Brian Saint-Paul, editor of Crisis magazine, a Washington-based conservative monthly, said conservatives also see someone who has endured the same popular caricatures that have been placed on them.

“They know he isn’t the jackbooted theological stormtrooper that he’s being described as in the media,” Saint-Paul said.

The tug of war for the soul of American Catholicism reached a fever pitch in last year’s presidential election, when Democratic Sen. John Kerry, a Catholic, came under blistering criticism for his support of abortion rights.

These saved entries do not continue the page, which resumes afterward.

PR #32635, opened 2024-06-28
script: `document.visibilityState` and `document.hidden`

### LINKED ISSUE #32062: Implement Page Visibility
Spec: https://html.spec.whatwg.org/multipage/interaction.html#page-visibility

There are at least two places where we could run the [`update-the-visibility-state`](https://html.spec.whatwg.org/multipage/interaction.html#update-the-visibility-state) steps:

When the document loads: 

https://github.com/servo/servo/blob/10ec8565eaa0e9e86d3a6506ab1e83d5a41f51c8/components/script/dom/document.rs#L695

Which would match: https://html.spec.whatwg.org/multipage/browsing-the-web.html#updating-the-document:update-the-visibility-state

And when the document unloads:

https://github.com/servo/servo/blob/10ec8565eaa0e9e86d3a6506ab1e83d5a41f51c8/components/script/dom/document.rs#L2221

which would match: https://html.spec.whatwg.org/multipage/document-lifecycle.html#unloading-documents:update-the-visibility-state

wusyong:
---

- [x] These changes fix #32062

- [x] There are tests for these changes: `tests/wpt/tests/html/dom/idlharness.https.html`

### DIFF
--- a/components/script/dom/document.rs
+++ b/components/script/dom/document.rs
@@ -67,7 +67,6 @@ use url::Host;
 use uuid::Uuid;
 use webrender_api::units::DeviceIntRect;
 
-use super::bindings::trace::{HashMapTracedValues, NoTrace};
 use crate::animation_timeline::AnimationTimeline;
 use crate::animations::Animations;
 use crate::document_loader::{DocumentLoader, LoadType};
@@ -77,7 +76,7 @@ use crate::dom::bindings::callback::ExceptionHandling;
 use crate::dom::bindings::cell::{ref_filter_map, DomRefCell, Ref, RefMut};
 use crate::dom::bindings::codegen::Bindings::BeforeUnloadEventBinding::BeforeUnloadEvent_Binding::BeforeUnloadEventMethods;
 use crate::dom::bindings::codegen::Bindings::DocumentBinding::{
-    DocumentMethods, DocumentReadyState, NamedPropertyValue,
+    DocumentMethods, DocumentReadyState, DocumentVisibilityState, NamedPropertyValue,
 };
 use crate::dom::bindings::codegen::Bindings::EventBinding::Event_Binding::EventMethods;
 use crate::dom::bindings::codegen::Bindings::HTMLIFrameElementBinding::HTMLIFrameElement_Binding::HTMLIFrameElementMethods;
@@ -100,6 +99,7 @@ use crate::dom::bindings::refcounted::{Trusted, TrustedPromise};
 use crate::dom::bindings::reflector::{reflect_dom_object_with_proto, DomObject};
 use crate::dom::bindings::root::{Dom, DomRoot, DomSlice, LayoutDom, MutNullableDom};
 use crate::dom::bindings::str::{DOMString, USVString};
+use crate::dom::bindings::trace::{HashMapTracedValues, NoTrace};
 use crate::dom::bindings::xmlname::XMLName::Invalid;
 use crate::dom::bindings::xmlname::{
     namespace_from_domstring, validate_and_extract, xml_name_type,
@@ -153,6 +153,7 @@ use crate::dom::node::{
 use crate::dom::nodeiterator::NodeIterator;
 use crate::dom::nodelist::NodeList;
 use crate::dom::pagetransitionevent::PageTransitionEvent;
+use crate::dom::performanceentry::PerformanceEntry;
 use crate::dom::processinginstruction::ProcessingInstruction;
 use crate::dom::promise::Promise;
 use crate::dom::range::Range;
@@ -167,6 +168,7 @@ use crate::dom::touch::Touch;
 use crate::dom::touchevent::TouchEvent;
 use crate::dom::touchlist::TouchList;
 use crate::dom::treewalker::TreeWalker;
+use crate::dom::types::VisibilityStateEntry;
 use crate::dom::uievent::UIEvent;
 use crate::dom::virtualmethods::vtable_for;
 use crate::dom::webglrenderingcontext::WebGLRenderingContext;
@@ -470,6 +472,8 @@ pub struct Document {
     /// The set of all fonts loaded by this document.
     /// <https://drafts.csswg.org/css-font-loading/#font-face-source>
     fonts: MutNullableDom<FontFaceSet>,
+    /// <https://html.spec.whatwg.org/multipage/#visibility-state>
+    visibility_state: Cell<DocumentVisibilityState>,
 }
 
 #[derive(JSTraceable, MallocSizeOf)]
@@ -708,8 +712,9 @@ impl Document {
             return;
         }
 
-        // html.spec.whatwg.org/multipage/#history-traversal
-        // Step 4.6
+        // This step used to be Step 4.6 in html.spec.whatwg.org/multipage/#history-traversal
+        // But it's now Step 4 in https://html.spec.whatwg.org/multipage/#reactivate-a-document
+        // TODO: See #32687 for more information.
         let document = Trusted::new(self);
         self.window
             .task_manager()
@@ -722,9 +727,12 @@ impl Document {
                     if document.page_showing.get() {
                         return;
                     }
-                    // Step 4.6.2
+                    // Step 4.6.2 Set document's page showing flag to true.
                     document.page_showing.set(true);
-                    // Step 4.6.4
+                    // Step 4.6.3 Update the visibility state of document to "visible".
+                    document.update_visibility_state(DocumentVisibilityState::Visible);
+                    // Step 4.6.4 Fire a page transition event named pageshow at document's relevant
+                    // global object with true.
                     let event = PageTransitionEvent::new(
                         window,
                         atom!("pageshow"),
@@ -2220,9 +2228,12 @@ impl Document {
         // TODO: Step 1, increase the event loop's termination nesting level by 1.
         // Step 2
         self.incr_ignore_opens_during_unload_counter();
-        // Step 3-6
+        // Step 3-6 If oldDocument's page showing is true:
         if self.page_showing.get() {
+            // Set oldDocument's page showing to false.
             self.page_showing.set(false);
+            // Fire a page transition event named pagehide at oldDocument's relevant global object with oldDocument's
+            // salvageable state.
             let event = PageTransitionEvent::new(
                 &self.window,
                 atom!("pagehide"),
@@ -2233,7 +2244,8 @@ impl Document {
             let event = event.upcast::<Event>();
             event.set_trusted(true);
             let _ = self.window.dispatch_event_with_target_override(event);
-            // TODO Step 6, document visibility steps.
+            // Step 6 Update the visibility state of oldDocument to "hidden".
+            self.update_visibility_state(DocumentVisibilityState::Hidden);
         }
         // Step 7
         if !self.fired_unload.get() {
@@ -3297,6 +3309,7 @@ impl Document {
             mouse_move_event_index: Default::default(),
             resize_observers: Default::default(),
             fonts: Default::default(),
+            visibility_state: Cell::new(DocumentVisibilityState::Hidden),
         }
     }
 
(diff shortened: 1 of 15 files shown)


components/script/dom/document.rs
```diff
@@ -4082,6 +4090,31 @@ impl Document {
...
+            &self.global(),
+            visibility_state,
+            *self.global().performance().Now(),
+        );
+        self.window
+            .Performance()
+            .queue_entry(entry.upcast::<PerformanceEntry>());
+        // Step 4 TODO ScreenOrientation hasn't implemented yet
+        // Step 5 TODO ScreenOrientation hasn't implemented yet
+        // Step 6 ???
```
wusyong, line 4113: @gterzian I opened a draft for now because I want to know if I can skip this.
It seems Servo doesn't have the implementation in steps 4 & 5, and step 6 is so vague that it even has a comment discussing it.

components/script/dom/document.rs
```diff
@@ -4082,6 +4090,31 @@ impl Document {
...
+            &self.global(),
+            visibility_state,
+            *self.global().performance().Now(),
+        );
+        self.window
+            .Performance()
+            .queue_entry(entry.upcast::<PerformanceEntry>());
+        // Step 4 TODO ScreenOrientation hasn't implemented yet
+        // Step 5 TODO ViewTransition hasn't implemented yet
+        // Step 6 TODO This step is too vague
```
wusyong, line 4113: @gterzian, I opened a draft for now because I want to know if we could skip these.
It seems Servo hasn't implemented the parts required by steps 4 & 5. While step 6 is so vague that it even has a comment section discussing it.

gterzian: Yes on the TODO for 4 and 5, re 6 this is more like a hook for other specs to defines steps, so as those other specs are implemented they could run their visibility steps here. For example https://www.w3.org/TR/gamepad/#handling-visibility-change (even though they don't mention these steps direclty but I think that's the idea) cc @msub2

components/script/dom/document.rs
```diff
@@ -724,6 +728,8 @@ impl Document {
                     }
                     // Step 4.6.2
                     document.page_showing.set(true);
+                    // Step 4.6.3
```
mrobinson, line 731: Please add descriptive text with the step numbers as the numbers change all the time.

components/script/dom/document.rs
```diff
@@ -2233,7 +2239,8 @@ impl Document {
             let event = event.upcast::<Event>();
             event.set_trusted(true);
             let _ = self.window.dispatch_event_with_target_override(event);
-            // TODO Step 6, document visibility steps.
+            // Step 6
```
mrobinson, line 2242: The same here please.

mrobinson (changes requested):

components/script/dom/document.rs
wusyong: Does this mean I need to add the implementation of gamepad's step here?

msub2: As long as page visibility is being handled properly I can implement Gamepad-specific behavior in a future PR

wusyong: Alright, I updated the description text and I'll move this draft to PR soon.

wusyong:
I added `VisibilityStateEntry` to `mozilla/interfaces.html,` and I guess @jdm will also need to review this.
This PR adds `VisibilityStateEntry.webidl` which has `[Exposed=(Window)]`.

As for `/fetch/metadata/generated/css-font-face.https.sub.tentative.html`, I have no idea why this test is related to this PR. I saw other commits also fail with this. Is it okay to ignore it?

components/script/dom/document.rs
```diff
@@ -4082,6 +4094,35 @@ impl Document {
...
+        self.window
+            .Performance()
+            .queue_entry(entry.upcast::<PerformanceEntry>());
+        // Step 4 Run the screen orientation change steps with document.
+        // TODO ScreenOrientation hasn't implemented yet
+        // Step 5 Run the view transition page visibility change steps with document.
+        // TODO ViewTransition hasn't implemented yet
+        // Step 6 Run any page visibility change steps which may be defined in other specifications, with visibility
+        // state and document. Any other specs' visibility steps will go here.
+        // Step 7 Fire an event named visibilitychange at document, with its bubbles attribute initialized to true.
```
gterzian, line 4122: Let's add some spaces between steps please.

components/script/dom/document.rs
```diff
@@ -722,9 +726,12 @@ impl Document {
                     if document.page_showing.get() {
                         return;
                     }
-                    // Step 4.6.2
+                    // Step 4.6.2 Set document's page showing flag to true.
```
gterzian, line 729: We are here at https://html.spec.whatwg.org/multipage/#reactivate-a-document, but it's not clear if we are calling this in the right place. `#reactivate-a-document` is called from https://html.spec.whatwg.org/multipage/browsing-the-web.html#update-document-for-history-step-application, which seems to be rather at https://github.com/servo/servo/blob/ad01342f00089cbddb252d54ed55f90a20ce43da/components/script/dom/history.rs#L86

It would be good to figure out more about how Servo's implementation maps to the spec, and either move your changes to other parts, or highlight problems to be resolved as follow-ups. 

To me, the `set_activity` handler, where we are here, seems to correspond more to https://html.spec.whatwg.org/multipage/interaction.html#page-visibility:update-the-visibility-state (since we are receiving a message from the constellation telling us the system visibility has changed), but the code here seems to be #reactivate-a-document.

Answering this question requires looking at what messages the constellation sends for history updates, and for system visibility(perhaps both go through here, but we should at least clarify it).

components/script/dom/document.rs
```diff
@@ -2233,7 +2243,8 @@ impl Document {
             let event = event.upcast::<Event>();
             event.set_trusted(true);
             let _ = self.window.dispatch_event_with_target_override(event);
-            // TODO Step 6, document visibility steps.
+            // Step 6 Update the visibility state of oldDocument to "hidden".
+            self.update_visibility_state(DocumentVisibilityState::Hidden);
```
gterzian, line 2247: At least the unloading part is unambiguous.

gterzian (changes requested):
Thanks for a great start! There are some complications because it seems that Servo's implementation is out of step with the latest spec, so let's see how we can resolve these...

We should set the visibility as part of [`make-active`](https://html.spec.whatwg.org/multipage/browsing-the-web.html#make-active), which is called into by [`creating-a-new-browsing-context`](https://html.spec.whatwg.org/multipage/document-sequences.html#creating-a-new-browsing-context), which I think corresponds to whenever a new ["about:blank" doc is created](https://github.com/servo/servo/blob/ad01342f00089cbddb252d54ed55f90a20ce43da/components/script/script_thread.rs#L2822). We should look into this, probably by filing a follow-up issue.

components/script/dom/document.rs
wusyong: I tried my best to track all changes, but I think https://html.spec.whatwg.org/multipage/#history-traversal has changed so much that it will require a big overhaul. That means not only [#reactivate-a-document](https://html.spec.whatwg.org/multipage/browsing-the-web.html#reactivate-a-document) but also [#make-active](https://html.spec.whatwg.org/multipage/browsing-the-web.html#make-active) needs to be added. But many of their callers do not really exist yet in Servo, which brings us back to the problem of big overhaul again.

The good news is at least `set_activity` can be called correctly by pipeline and constellation when creating new context. So, the visibility state would be visible when the document is created and the history session is changed. Maybe we should add a follow up issue to track how to refactor document and history to match latest ["Populating a session history entry"](https://html.spec.whatwg.org/multipage/browsing-the-web.html#populating-a-session-history-entry) and ["Updating the document"](https://html.spec.whatwg.org/multipage/browsing-the-web.html#updating-the-document)?

gterzian: Yes opening an issue to document these problems is a good idea, also I think we should update the spec link above to be just [#make-active](https://html.spec.whatwg.org/multipage/browsing-the-web.html#make-active) (since history traversal calls into this, but it's not clear that we are really running these steps as part of history traversal).

wusyong: I opened #32687 and added a TODO comment to indicate future updates.

tests/wpt/meta/html/dom/idlharness.https.html.ini
```diff
@@ -1436,36 +1436,6 @@
   [SVGElement interface: attribute onbeforetoggle]
```
gterzian, line 1436: Besides the interface, we should also check the tests at https://github.com/servo/servo/tree/650af7db926e9cc070e136f21a56bd47d566d10a/tests/wpt/tests/page-visibility

For this they need to be unskipped at https://github.com/servo/servo/blob/650af7db926e9cc070e136f21a56bd47d566d10a/tests/wpt/include.ini

gterzian (changes requested):
Let's check the rest of the wpt tests on this.

tests/wpt/meta/html/dom/idlharness.https.html.ini
wusyong: Here's my result:
```
Ran 11 tests finished in 11.0 seconds.
  • 5 ran as expected. 2 tests skipped.
  • 4 tests timed out unexpectedly
  • 6 tests had unexpected subtest results
```

tests/wpt/meta/page-visibility/iframe-session-history.html.ini
```diff
@@ -0,0 +1,3 @@
+[iframe-session-history.html]
+  [pagehide should be called before visibilitychange, and visibilityState should be set to hidden at the right time]
```
gterzian, line 2: I think this one probably goes to the core of the issue you opened, would be good to link to it in the issue .

tests/wpt/meta/page-visibility/unload.html.ini
```diff
@@ -0,0 +1,4 @@
+[unload.html]
+  expected: TIMEOUT
+  [visibilitychange fires on unload]
+    expected: TIMEOUT
```
gterzian, line 4: I think these two unload ones should be able to pass, since the unload code is straight forward.

gterzian (changes requested):
I think for the new test failures we should spend some time figuring out why they are failing, and either file a follow-up(if it requires some other broader changes), or fix them. Seems like the one relatd to unload should not be a problem, while the iframe ones may require first https://github.com/servo/servo/issues/31973, but it would still be good to try to debug them a bit.

tests/wpt/meta/page-visibility/unload.html.ini
wusyong: I'll investigate what's happening.

wusyong: It looks like we do need `#make-active`. But perhaps we should discuss how to update all these in next week's meeting.
This PR became a feature creep IMHO. We should discuss how to deal with outdated steps of history session before adding `update_visibility_state` into them.

gterzian: I think we need an issue similar to https://github.com/servo/servo/issues/31182 with a little investigation for each tests, and also perhaps some architectural changes needed. Yes let's discuss next week.

wusyong: I opened #32742 and I'll look into #32687 next to see if we should fix the loading steps first.

components/script/dom/visibilitystateentry.rs
```diff
@@ -0,0 +1,71 @@
...
+            entry: PerformanceEntry::new_inherited(
+                name,
+                DOMString::from("visibility-state"),
+                timestamp,
+                0.,
+            ),
+        }
+    }
+
+    #[allow(crown::unrooted_must_root)]
```
gterzian, line 40: I think you can move this to `new_inherited`  if you create the entry within the call to `reflect_`

gterzian (approved):
LGTM, with one nit.

gterzian:
@mrobinson This still needs your approval for the changes you requested.

mrobinson (approved):

gterzian:
> TIMEOUT [expected PASS] /css/compositing/mix-blend-mode/mix-blend-mode-video.html

It would be good to have an idea as to why it is timing-out, and add it to https://github.com/servo/servo/issues/32742

wusyong:
@gterzian I found main branch will also timeout. After tracing the commits, I found it's caused by #32643. Looks like the PR didn't run all wpt test when merging and there are some wpt fails after that commits.

wusyong:
#32763 opened

wusyong:
> Might be intermittent, would be good to open an issue then.

#32763 opened but I don't have permission to add labels yet. Might need your help to add `I-intermittent `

Sensing an opportunity, Republicans aggressively courted Catholic voters. Conservatives, with the help of several outspoken bishops, mounted an anti-Kerry backlash, listing abortion, euthanasia, gay marriage, stem cell research and cloning as “non-negotiables” for “faithful” Catholics.

Ratzinger, as head of the Vatican’s Congregation for the Doctrine of the Faith, provided reinforcement from Rome, telling American bishops that politicians who support abortion rights may be denied Communion.

While Benedict clearly shares conservatives’ concerns, Saint-Paul cautioned against putting them at the top of his agenda, or mingling those issues too closely with politics.


“It’s a big mistake to take someone like Benedict XVI and assume he is going to agree with the Republican Party 100 percent of the time,” he said.

It may also be too much to take the conservatives’ agenda _ whether Benedict shares it or not _ and make it the center of Catholic faith, said Leslie Tentler, director of the Center for American Catholic Studies at Catholic University in Washington.

“If the Catholic right has suddenly become the magisterium, they have a very strange notion of what’s most important in Catholic tradition,” she said.

“These things don’t tend to figure into the Nicene Creed _ nothing about stem cells in there.”